Robbins, the positive-thinking guru, and his books came into Burck’s life just after a healthy bout with juvenile delinquency. Robbins’ program of self-empowerment went to Burck’s well-sculptured head, as he pursued a living as a stripper and a model, eventually posing for Playgirl (“trying to be somebody,” he explains).
He says, “I became quickly aware – because [Robbins] makes you aware, that the life you are living is the life you are creating. I had been a punk with no direction. Anything that caught my fancy, I was doing it. And I was doing it full force. [Before Robbins,] I was caught up with everything but I had no sense of direction.”
Picking up Robbins’ books inspired him to learn from other philosophical cowboys.
“I went from Robbins to [Ralph Waldo] Emerson and [Friedrich] Nietzsche,” he says. “My grandparents always called me Mr. Grandiose.”
He reflects, “When I first started as The Naked Cowboy, I was looking for a vehicle. It was all egocentric. It’s impossible to be embodied and not be egocentric. You’re a vehicle for whatever you’re trying to communicate. At first, I just wanted the fame, the car and all that goes with it. There is a different quality behind it now. But even if I want to be totally spiritual and holistic, there is still desire. But what’s the difference? Both are a vehicle of power to say, ‘I’m everything.’ Emerson says: ‘Life is a search for power.’ But what is power? For me, it is just the ability to be with everyone at once. To be completely at peace in the world.”
This goal is a challenge to say the least, when you’re both naked and a cowboy and playing for people on vacation or on their lunch break.

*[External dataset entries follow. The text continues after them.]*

PR #137, opened 2016-05-16
Make dependency stuffing optional

### LINKED ISSUE #138: Inserting additional links (prefetch and import) should be optional

azakus:
New flag `--insert-dependency-links`

Fixes #138

### DIFF
--- a/src/commands/build.ts
+++ b/src/commands/build.ts
@@ -29,6 +29,13 @@ export class BuildCommand implements Command {
       defaultValue: 'sw-precache-config.js',
       description: 'Path to an sw-precache configuration to be ' +
         'used for service worker generation.'
+    },
+    {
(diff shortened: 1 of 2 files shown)


src/commands/build.ts
```diff
@@ -29,6 +29,13 @@ export class BuildCommand implements Command {
       defaultValue: 'sw-precache-config.js',
       description: 'Path to an sw-precache configuration to be ' +
         'used for service worker generation.'
+    },
+    {
+      name: 'insert-dependency-links',
```
garlicnation: Default value?

justinfagnani:
LGTM!  (w/ AJ's comment addressed)

src/commands/build.ts
azakus: should be default false because it has type boolean

PR #142, opened 2016-05-16
New element and application templates

justinfagnani:


azakus:
PTAL @FredKSchott for yeoman stuff.

package.json
```diff
@@ -64,6 +64,8 @@
     "depcheck": "^0.6.3",
     "eslint": "^2.9.0",
     "gulp-mocha": "^2.2.0",
+    "gulp-typescript": "^2.13.4",
+    "gulp-typings": "^1.3.6",
     "sinon": "^1.17.4",
     "temp": "^0.8.3",
     "typescript": "^1.8.10",
```
FredKSchott: get rid of typescript & typings now that we're all in on gulp?

src/init/application/application.ts
```diff
@@ -0,0 +1,100 @@
...
+  }
+
+  prompting() {
+    var _this = this;
+
+    var prompts = [
+      {
+        name: 'name',
+        type: 'input',
+        message: `Application name (${this.appname})`,
```
FredKSchott: IIRC yeoman already displays the default value next to the message in parenthesis, so including it here will result in a double-print.

src/init/application/application.ts
```diff
@@ -0,0 +1,100 @@
...
+        default() {
```
FredKSchott: nit: function is unnecessary here. if possible all defaults should be strings, or functions.

src/init/application/application.ts
FredKSchott: yup just confirmed

FredKSchott:
Really excited to see this land! 
btw comments apply to both generators

package.json
justinfagnani: done

src/init/application/application.ts
justinfagnani: done

justinfagnani:
@FredKSchott PTAL

FredKSchott:
LGTM!

PR #150, opened 2016-05-17
Fixups for github hosted templates

justinfagnani:


src/commands/init.ts
```diff
@@ -49,22 +49,23 @@ export class InitCommand implements Command {
...
       env.registerStub(ElementGenerator, 'polymer-init-element:app');
       env.registerStub(ApplicationGenerator, 'polymer-init-application:app');
       let shopGenerator = createGithubGenerator({
-        owner: 'PolymerLabs',
-        repo: 'polykart',
+        owner: 'Polymer',
+        repo: 'shop',
       });
       env.registerStub(shopGenerator, 'polymer-init-shop:app');
       let prplGenerator = createGithubGenerator({
```
azakus: appDrawerTemplateGenerator?

src/init/github.ts
```diff
@@ -59,7 +59,9 @@ export function createGithubGenerator(githubOptions: GithubGeneratorOptions) {
     }
 
     install() {
-      this.installDependencies();
+      this.installDependencies({
```
azakus: Should this check for `package.json`

azakus:
LGTM

src/init/github.ts
justinfagnani: eventually, yes. especially when a template needs it.

src/commands/init.ts
justinfagnani: done

PR #151, opened 2016-05-17
Move lint task into gulp

FredKSchott:
/cc @justinfagnani

### DIFF
--- a/gulpfile.js
+++ b/gulpfile.js
@@ -11,10 +11,12 @@
 const fs = require('fs-extra');
 const gulp = require('gulp');
 const mergeStream = require('merge-stream');
+const eslint = require('gulp-eslint');
 const mocha = require('gulp-mocha');
 const path = require('path');
 const typescript = require('gulp-typescript');
 const typings = require('gulp-typings');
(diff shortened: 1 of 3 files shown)


gulpfile.js
```diff
@@ -33,6 +35,20 @@ gulp.task('clean', (done) => {
 
 gulp.task('build-all', ['clean', 'init', 'build']);
 
+gulp.task('lint', function (cb) {
+  exec('depcheck . --ignores "generator-polymer-init"', function (err, stdout, stderr) {
```
justinfagnani: add: TODO: import depcheck directly so it doesn't need to be a global install

justinfagnani: fyi: https://github.com/mcasimir/gulp-depcheck

justinfagnani:
LGTM

gulpfile.js
FredKSchott: re global install: whoops, I completely missed that implication. I think this is a step backwards then (npm was including the dev dependency in the path when run). i'll close this until it's ready to go again.

PR #155, opened 2016-05-17
Only analyze entrypoint if the build doesn’t have shell and fragments.

### LINKED ISSUE #154: "Ignoring duplicate element definition"
Seems to be causing double-loading in apps as well.

justinfagnani:
Fixes #154

### DIFF
--- a/src/build/analyzer.ts
+++ b/src/build/analyzer.ts
@@ -49,7 +49,7 @@ export class StreamAnalyzer extends Transform {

He thinks of his typical day at the office: “Smackin’ my ass, pullin’ my hair. Somebody yelling, you fag. It’s high intensity. It’s the opposite of living in a cave.”
When asked how he comes down from that, he responds, “I leave.”
He sums it up thusly, “And what did I do: I just did one simple thing. I obeyed my own instincts. I did not get attached to anyone or anything. Jesus, Buddah, all of them, they all said the exact same thing: that you are that force, that you are identical with the Father, that you are one with God. That’s it. And as you separate yourself, the whole world can come and go [but] I am God. [I’m] looking at the world without judgment, and letting all come and go without bringing any judgment. I become a window for them to look at themselves. Whether it’s a man shaking my hand and saying, ‘You’re a wonderful man. I really respect what you do,’ or a drunk that says, ‘You don’t belong in this town, you loser,’ I’m just watching them report themselves back to themselves.”
And Robert Burck as The Naked Cowboy continues to report for duty, at the very center of that blinking yet unblinking intersection.
“I’m contributing value at all times,” he says. “I work all day and give it everything I got.”